• EXERCISE AIM: In the entries that follow, say how many lines contain the string "good". Give no other words.

(Collected data)
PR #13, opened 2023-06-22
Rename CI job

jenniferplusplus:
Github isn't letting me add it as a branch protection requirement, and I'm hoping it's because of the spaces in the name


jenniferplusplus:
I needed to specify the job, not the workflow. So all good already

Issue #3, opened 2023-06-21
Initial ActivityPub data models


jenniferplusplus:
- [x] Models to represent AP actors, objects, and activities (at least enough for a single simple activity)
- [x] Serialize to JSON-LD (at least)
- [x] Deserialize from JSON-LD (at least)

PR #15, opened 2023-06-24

--

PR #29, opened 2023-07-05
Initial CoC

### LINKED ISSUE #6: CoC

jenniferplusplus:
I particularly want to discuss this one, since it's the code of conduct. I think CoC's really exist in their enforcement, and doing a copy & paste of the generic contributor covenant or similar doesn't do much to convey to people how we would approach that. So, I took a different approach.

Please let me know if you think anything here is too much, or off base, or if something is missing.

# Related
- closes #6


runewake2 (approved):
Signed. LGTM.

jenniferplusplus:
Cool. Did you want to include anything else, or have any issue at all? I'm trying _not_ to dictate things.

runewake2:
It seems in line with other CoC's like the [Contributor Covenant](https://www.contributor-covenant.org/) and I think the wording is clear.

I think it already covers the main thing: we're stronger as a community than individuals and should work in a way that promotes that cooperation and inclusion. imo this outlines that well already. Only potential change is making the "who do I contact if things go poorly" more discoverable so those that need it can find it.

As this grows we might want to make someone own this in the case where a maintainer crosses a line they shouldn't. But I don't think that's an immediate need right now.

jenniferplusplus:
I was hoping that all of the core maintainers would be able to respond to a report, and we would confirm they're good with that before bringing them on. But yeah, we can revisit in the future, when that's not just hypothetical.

• YOUR RESPONSE: 2